Montana is a 2014 British action film directed by Mo Ali set in the East End of London starring McKell David as the title character in his first lead role in a feature film. He has since been in the TV series Holby City as Lloyd Kramer. The score was composed by Toydrum.

== Plot ==
A 14-year-old drug-runner called Montana (McKell David) gets haunted by crime lord Lazarus. Facing death, he is rescued by ex-Serbian Commando Dimitrije (Lars Mikkelsen), a man with a dark past who wants to destroy Lazarus and his criminal empire. Dimitrije trains Montana to be an assassin, and they plan their revenge on Lazarus to wipe him out for good.

== Cast ==

- McKell David as Montana
- Lars Mikkelsen as Dimitrije
- Michelle Fairley as DCI Rachel Jones
- Duane Henry as Junior
- Dominique Tipper as Mohawk
- Ashley Walters as Ryan
- Alexandra Weaver as Danica
- Kedar Williams-Stirling as Lorenzo
- Oliver Stark as Cal
- Zlatko Buric as Slavko
- Adam Deacon as Pitt
- Ryan Oliva as Branko
- Richie Campbell as Isaac
- Sinead Michael as Jess
- Rocky Marshall as DC Liam West
- Darrell D'Silva as Lazarus
- Eddie Bagayawa as The Chinaman

== Production ==
Shooting of the film took six weeks on locations all over London, including Hackney, Poplar, Brick Lane, Whitechapel, Greenwich, during February and March 2013.

On casting of McKell David, director Mo Ali said: "From the first time I met McKell David, I knew I'd found my Montana."

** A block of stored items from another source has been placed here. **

PR #121, opened 2021-01-20
Update version to 1.4

Forgind:
Is there any reason we aren't updating the assembly version?

### DIFF
--- a/version.json
+++ b/version.json
@@ -1,5 +1,5 @@
 {
-  "version": "1.3",
+  "version": "1.4",
   "assemblyVersion": "1.0.0.0",
   "publicReleaseRefSpec": [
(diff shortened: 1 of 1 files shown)


cdmihai (approved):

jeffkl:
> Is there any reason we aren't updating the assembly version?

There isn't really a reason to update it unless you'd want users to be able to load two distinct versions.  Updating the assembly versions causes all kinds of headaches around binding redirects and dependency chains.  Leaving it as 1.0.0.0 forever means that any assembly compiled against any version will get whatever version the main application wants and doesn't have to deal with all of that.

jeffkl (approved):

PR #122, opened 2021-01-29
Add better build defaults

AndyGerlicher:


Directory.Build.rsp
```diff
@@ -0,0 +1,6 @@
+-Restore
+-ConsoleLoggerParameters:Verbosity=Minimal;Summary;ForceNoAlign
+-MaxCPUCount
+-NodeReuse:false
+-graph
+-p:RestoreUseStaticGraphEvaluation=true
```
jeffkl, line 6: Let's use Directory.Solution.props instead

AndyGerlicher: Only downside here is you have to but it in both `Directory.Solution.props` (for when you build the sln) and `Directory.Build.props` (for when you build something else) 😞

jeffkl: It’s actually good because d.b.props is imported for every project in the tree and d.s.props is imported for only solution files. If it wasn’t this way, you’d have to use conditions everywhere for logic you only want to apply to projects vs a solution. Solutions build very differently. Not to mention having solutions import d.b.props all of a sudden would have been a breaking change. So it is what it is 😀

jeffkl (approved):

Directory.Build.rsp
jzabroski: MSBuild is a giant fancy if statement that nobody can write down, :)

PR #129, opened 2021-05-13
Don't read stderr when running .NET CLI

### LINKED ISSUE #128: MSBuildLocator.QueryVisualStudioInstances hangs if COREHOST_TRACE is set to 1
A hang can occur when locating the .NET SDK using `dotnet --info`, if the `COREHOST_TRACE` environment variable is set to `1`. This is because [RedirectStandardError is set to `true`](https://github.com/microsoft/MSBuildLocator/blob/master/src/MSBuildLocator/DotNetSdkLocationHelper.cs#L96), and nothing reads from the standard error stream.

FiniteReality:
Fixes #128


rainersigwald (approved):
Thanks!

PR #132, opened 2021-05-19
Enable all searches on any framework, with sane defaults

### LINKED ISSUE #131: Allow using VisualStudioLocationHelper on .NET Core
I'm working on https://github.com/dotnet/upgrade-assistant that runs as a .NET 5 app, but we need to be able to get msbuild location from VS to find some targets such as WebApplications.targets. However, we end up having to duplicate the VisualStudioLocationHelper so that we can use it. Can this be exposed as an option for query? I totally understand not having it be included by default, but would love to be able to opt into it.

twsouthwick:
This change enables apps running under .NET Core to find instances of VS/DevCmd prompt if needed. On .NET Framework, it allows searching for .NET Core. It does not change the defaults, though. 

Fixes #131

### DIFF
--- a/src/MSBuildLocator/DotNetSdkLocationHelper.cs
+++ b/src/MSBuildLocator/DotNetSdkLocationHelper.cs
@@ -1,8 +1,6 @@
 ﻿// Copyright (c) Microsoft. All rights reserved.
 // Licensed under the MIT license. See LICENSE file in the project root for full license information.
 
-#if NETCOREAPP
-
 using System;
 using System.Collections.Generic;
 using System.Diagnostics;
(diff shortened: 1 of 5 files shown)


twsouthwick:
@rainersigwald Is this something we could get merged in?

teo-tsirpanis:
Won't it cause problems if a .NET Framework app loads a .NET Core assembly and vice versa?

jzabroski:
@rainersigwald We need to stop the madness with MSBuildLocator and people creating crazy look-up rules with no tests.

teo-tsirpanis:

Review from Independent reads: "Director Mo Ali has an obvious flair for action – but little instinct for story or characterisation. At times, his new film plays like an episode of Grange Hill, as if directed by Quentin Tarantino."

== Reception ==
Empire Magazine gave it 3/5 stars in their review: "Tougher than a box of nails, this is a brassy revenge thriller that refuses to pull its punches."